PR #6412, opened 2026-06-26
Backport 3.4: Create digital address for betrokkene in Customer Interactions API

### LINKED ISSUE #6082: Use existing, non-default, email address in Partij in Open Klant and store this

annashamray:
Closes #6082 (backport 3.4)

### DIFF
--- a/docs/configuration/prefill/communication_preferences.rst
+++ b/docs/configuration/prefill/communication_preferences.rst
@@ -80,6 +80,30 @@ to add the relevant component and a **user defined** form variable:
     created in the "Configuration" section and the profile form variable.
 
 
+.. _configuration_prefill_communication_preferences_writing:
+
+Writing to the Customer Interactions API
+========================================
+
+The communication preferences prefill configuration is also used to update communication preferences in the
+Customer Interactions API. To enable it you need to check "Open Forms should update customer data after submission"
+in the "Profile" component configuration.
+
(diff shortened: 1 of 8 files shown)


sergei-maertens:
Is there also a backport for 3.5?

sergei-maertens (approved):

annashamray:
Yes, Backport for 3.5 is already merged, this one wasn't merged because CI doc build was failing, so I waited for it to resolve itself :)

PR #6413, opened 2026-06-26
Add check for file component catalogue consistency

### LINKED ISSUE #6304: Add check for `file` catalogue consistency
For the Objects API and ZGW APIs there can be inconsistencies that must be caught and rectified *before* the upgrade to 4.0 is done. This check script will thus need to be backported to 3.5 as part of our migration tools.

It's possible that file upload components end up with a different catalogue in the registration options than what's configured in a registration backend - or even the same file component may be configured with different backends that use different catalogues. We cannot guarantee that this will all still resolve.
===
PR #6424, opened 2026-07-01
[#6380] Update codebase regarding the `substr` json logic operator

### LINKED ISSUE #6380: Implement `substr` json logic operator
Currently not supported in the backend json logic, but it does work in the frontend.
===
• Work required
Please return all lines from the records that hold the word "operator".

• Reply to the exercise
[#6380] Update codebase regarding the `substr` json logic operator
### LINKED ISSUE #6380: Implement `substr` json logic operator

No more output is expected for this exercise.